I strongly recommend this book to anyone looking for an introduction to differential geometry. This book restricts its coverage to curves and surfaces in three dimensional Euclidean space, which is highly appropriate for a first book on the subject. Beyond that, nothing is held back. This book includes a self-contained introduction to tensorial methods in chapter two, and tensors are used heavily in the remainder of the book, which makes this book much more suitable for anyone interested in studying general relativity than a book that tries to limp through the same subject matter using only vector methods.
In fact, all of the basic elements that are necessary for the study of general relativity are introduced in this book and in the simplest possible setting.
This book includes exactly 99 figures and a large number of examples which are extremely helpful in understanding the material and as other reviewers have remarked has numerous exercises with full solutions in the back of the book. There is also a collection of formulae at the end which makes for a good review and enhances the book's usefulness as a reference.
The definitions are explicit and the proofs are quite clear. However, the proofs do make references to the theory of differential equations and to results in complex variable theory in a couple of places.

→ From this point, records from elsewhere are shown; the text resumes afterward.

Issue #484, opened 2023-04-07
Umlauts are not properly rendered in elfeed buffer


jhartotr:
`M-x elfeed RET` shows the following

![image](https://user-images.githubusercontent.com/22501936/230561574-3e2a3051-f965-4e73-b40e-1a1962775cee.png)

Why are umlauts not properly rendered?

`C-u C-x =` on a properly rendered character shows:

![image](https://user-images.githubusercontent.com/22501936/230562091-8f207acb-752c-47f2-b6bd-5997efe08f36.png)

`C-u C-x =` on a wrongly rendered character shows (e.g. `\303`) shows:

![image](https://user-images.githubusercontent.com/22501936/230562344-b2cf5916-b8ac-4dbc-9b19-3a637586aba2.png)

Only elfeed is unable to display the umlauts properly. Gnus, eww, circe, and other emacs packages show the umlauts properly on my system.

I'm using

`GNU Emacs 29.0.60 (build 1, x86_64-pc-linux-gnu, GTK+ Version 3.24.34, cairo version 1.16.0) of 2023-04-06`

and

`elfeed-version` is `3.4.1`

butter-radish:
Those are CSS escapes in the feed titles, right?

Elfeed treats all feed titles as literal strings at the moment, because processing them as HTML is complicated (see #365; RSS feed titles are always supposed to be literal, though, so if this is an RSS and not an Atom feed then it's an incorrectly formatted one)

There are patches that strip away or replace HTML tags in the titles, though (see #452). I suppose you could fashion a similar hack for fixing your umlauts for you, if there are only a few different (escapes for) umlaut characters.

Thaodan:
> Those are CSS escapes in the feed titles, right?

Those a C UTF-8 escape characters. decode-coding-string was enough for me to fix these cases. Using builtin-methods should be the best way of fixing these.

minad:
I tried to reproduce the encoding problem with a few feeds (Tagesschau, Spiegel, Zeit) and umlauts seem to render correctly for me. @Thaodan Do you have some insight on why we're getting a wrong encoding here? Does this happen only on old entries which were encoded as iso-8859-1?

minad:
Closing this old issue for now. I would appreciate a recipe which demonstrates the issue.

Thaodan:
[...]

PR #564, opened 2026-04-26
Decode encoded strings in entry titles. Fixes skeeto/elfeed#484

Thaodan:
Includes #531 and #540.

Feel free to merge in any order.

### DIFF
--- a/elfeed-search.el
+++ b/elfeed-search.el
@@ -443,7 +443,12 @@ The customization `elfeed-search-date-format' sets the formatting."
   (let* ((tags (elfeed-entry-tags entry))
          (date-float (elfeed-entry-date entry))
          (date-str (elfeed-search-format-date date-float))
-         (title (or (elfeed-meta--title entry) ""))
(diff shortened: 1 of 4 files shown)


minad:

Downsides? While the exposition is excellent, it is a bit terse. Towards the end, there is a lot of flipping back to look at referenced earlier formulas. In addition, small steps are omitted from many derivations. Also, there is a section on the Bergman metric that seemed completely tangential to the rest of the material in the book.
Here's a breakdown of the contents:
Chapter 1 is preliminaries. It provides a quick review of vector methods and fixes notation.
Chapter 2 is the theory of curves in the three dimensions. Topics include: arc length, the tangent vector, the principal normal vector, curvature, binormal vector, torsion, Frenet's formulas, spherical images of curves, the canonical representation of curves, orders of contact between curves, natural equations for curves, involutes and evolutes, and more.
Chapter 3 introduces surface theory and covers the first fundamental form, normals to surfaces, and an introduction to tensorial methods. This introduction is good, self-contained, and covers only the tensor calculus that is required for the rest of the book. Tensors are presented using index notation rather than the more modern -- and for me at least usually less clear -- abstact notation. The Einstein summation convention is introduced immediately and used throughout except in formulas where it is explicitly suspended.
Chapter 4 covers the second fundamental form, gaussian and mean curvature for a surface, Gauss' Theorema Egregium, and Christoffel symbols.
Chapter 5 is about geodesics and also covers the Gauss-Bonnet theorem.
Chapter 6 studies mappings and provides good coverage of various types of mappings of a sphere into a plane such as conformal and equiareal. It also covers conformal mappings of three space.
Chapter 7 discusses absolute differentiation and parallel transport. It also has a section on connections in general. Absolutely key material for understanding general relativity.
Chapter 8 tackles special surfaces such as minimal surfaces, modular surfaces of analytic fucntions of one complex variable, and surfaces of constant gaussian curvature.
This book absolutely requires a strong background in multivariable calculus and differential equations. In addition, some exposure to complex variables is recommended.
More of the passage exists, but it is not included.